Leben[Bearbeiten | Quelltext bearbeiten]

Hößler wurde als Sohn eines Handschuhmachers geboren. Sein Vater wurde im Ersten Weltkrieg schwer verwundet und kehrte als Kriegsversehrter 1915 zurück. Die Familie lebte in armen Verhältnissen. Seine Mutter starb 1917. 1925 schloss Hößler die Volksschule ab und begann eine Lehre als Gärtner, die er jedoch aus finanziellen Gründen abbrach. Er nahm diverse Arbeiten an. Nacheinander war er als Hilfsarbeiter im Baugewerbe, als Färber und als bei der Gemeinde Hartmannsdorf angestellter Waldgehilfe tätig. In Herrenhaide fand er dann längerfristig eine Anstellung als Gärtner und Kraftfahrer.

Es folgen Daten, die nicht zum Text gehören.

PR #918, opened 2019-03-25
(BOLT-1201) Use old Psych.parse signature if needed

lucywyman:
**What this changes** This checks the `Psych.parse` signature available in the installed ruby stdlib to see if `legacy_filename` is available. If it is, we can assume passing filename using the keyword parameter. If not, use the old Psych.parse signature and just pass a filename

**Why** So that we can successfully load plans on ruby < 2.6

### DIFF
--- a/lib/bolt/pal/yaml_plan/loader.rb
+++ b/lib/bolt/pal/yaml_plan/loader.rb
@@ -43,7 +43,13 @@ module Bolt
         end
 
         def self.parse_plan(yaml_string, source_ref)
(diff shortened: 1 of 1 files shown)


lucywyman:
@adreyer 2 reasons:
1. It raises a warning if you use legacy
2. We'll *have* to change it if they remove legacy support in a future version and we still need to support 2.5

I don't think it'd get surfaced, and the support removal seems unlikely, but both cases are avoidable.

PR #1005, opened 2019-05-24
(BOLT-1325) Add out::message function to print a message

nicklewis:
Previously, plans used the built-in Puppet logging functions
(info/notice/etc) to print output for the user. This doesn't work well
now that the default log level for the console is warn. It also doesn't
match our expected semantics around when logging should be used vs. when
the outputter should be used.

We have a new out::message function that can be used to send output to
the user via the outputter. This function takes a message and directs it
to the console if using the human outputter. Currently, the message is
ignored when using the JSON outputter.

### DIFF
--- a/bolt-modules/out/lib/puppet/functions/out/message.rb
+++ b/bolt-modules/out/lib/puppet/functions/out/message.rb
@@ -1,0 +1,29 @@
+# frozen_string_literal: true
+
+# Output a message for the user.
+#
+# This will print a message to stdout when using the human output format.
+#
+# **NOTE:** Not available in apply block
+Puppet::Functions.create_function(:'out::message') do
+  # Output a message.
+  # @param message The message to output.
+  # @example Print a message
+  #   out::message('Something went wrong')
+  dispatch :output_message do
+    param 'String', :message
+    return_type 'Undef'
+  end
+
+  def output_message(message)
+    unless Puppet[:tasks]
+      raise Puppet::ParseErrorWithIssue
+        .from_issue_and_stack(Bolt::PAL::Issues::PLAN_OPERATION_NOT_SUPPORTED_WHEN_COMPILING, action: 'out::message')
+    end
+
+    executor = Puppet.lookup(:bolt_executor)
+    executor.publish_event(type: :message, message: message)
+
+    nil
+  end
+end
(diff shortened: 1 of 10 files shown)


bolt-modules/out/lib/puppet/functions/out/message.rb
```diff
@@ -0,0 +1,33 @@
...
+Puppet::Functions.create_function(:'out::message') do
+  COLORS = %w[red green yellow].freeze
+
+  dispatch :output_message do
+    param 'String', :message
+    optional_param 'Hash[String[1], Any]', :options
+  end
+
+  def output_message(message, options = {})
+    executor = Puppet.lookup(:bolt_executor) { nil }
```
donoghuc: Instead of ignoring `out::message` in an apply block should we instead raise an error like the other functions that are not allowed in an apply block? 
```
    unless Puppet[:tasks]
        .from_issue_and_stack(Bolt::PAL::Issues::PLAN_OPERATION_NOT_SUPPORTED_WHEN_COMPILING, action: 'out::message')
    end
```

bolt-modules/out/lib/puppet/functions/out/message.rb
```diff
@@ -0,0 +1,33 @@
+# frozen_string_literal: true
+
+Puppet::Functions.create_function(:'out::message') do
+  COLORS = %w[red green yellow].freeze
```
donoghuc: Still need puppet strings docs.

bolt-modules/out/lib/puppet/functions/out/message.rb
nicklewis: Good call, will do

nicklewis:
Updated this to remove the color feature, since it's not clear that's the right abstraction. We can revisit that functionality later.

spec/bolt/outputter/human_spec.rb
```diff
@@ -285,4 +285,15 @@
     outputter.fatal_error(Bolt::CLIError.new("oops"))
     expect(output.string).to eq("oops\n")
   end
+
+  it "handles message events" do
+    outputter.print_message_event(message: "hello world")
+    expect(output.string).to eq("hello world\n")
+  end
+
+  it "colorizes message events" do
```
donoghuc: I think removing the color is a good idea. Need to update the test.

nicklewis: Ugh I missed that test.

1928, nach anderen Angaben 1927, trat er dem Kommunistischen Jugendverband (KJVD) bei. Zwei Jahre später wurde er Mitglied der KPD, für die er 1932 in die Gemeindevertretung von Göppersdorf bei Burgstädt gewählt wurde.

Am 12. Dezember 1932 wurde Hößler in Zusammenhang mit einer von Auseinandersetzungen mit der Polizei begleiteten Demonstration von Arbeitslosen vor dem Amtsgericht Burgstädt verhaftet. Er blieb bis zum 12. Januar 1933 in Untersuchungshaft. Kurz nach der Machtergreifung der Nationalsozialisten am 1. März 1933 wurde er erneut verhaftet und im Polizeigefängnis Chemnitz inhaftiert. Aufgrund einer Verwechslung kam er am 22. März 1933 wieder frei und floh in die Tschechoslowakei. 1934 kehrte er illegal nach Deutschland zurück und organisierte Widerstandsgruppen von Jugendlichen im Ruhrgebiet. Aufgrund von Anfang 1935 einsetzenden Massenverhaftungen floh Hößler über Belgien in die Niederlande. Hößler emigrierte in die Sowjetunion und absolvierte von Oktober 1935 bis Anfang 1937 eine Kaderschulung an der Internationalen Lenin-Schule der Komintern in Moskau. Im April 1937 ging Hößler nach Spanien, um am Spanischen Bürgerkrieg teilzunehmen. Zusammen mit Wilhelm Fellendorf besuchte Hößler eine geheime Ausbildungsschule des NKWD in Benimanet bei Valencia.[1] Danach wurde er dem Bataillon „Hans Beimler“ der XI. Internationalen Brigade zugeteilt. Im Juni 1937 wurde er an der Guadalajara-Front schwer verwundet. Nach einem Aufenthalt in einem spanischen Lazarett und einem Pariser Krankenhaus gelangte er schließlich 1939 nach Moskau in ein Sanatorium. 1940 wurde er als Metallarbeiter im Tscheljabinsker Traktorenwerk ausgebildet und heiratete 1941 die Ärztin Klawdia Rubzowa.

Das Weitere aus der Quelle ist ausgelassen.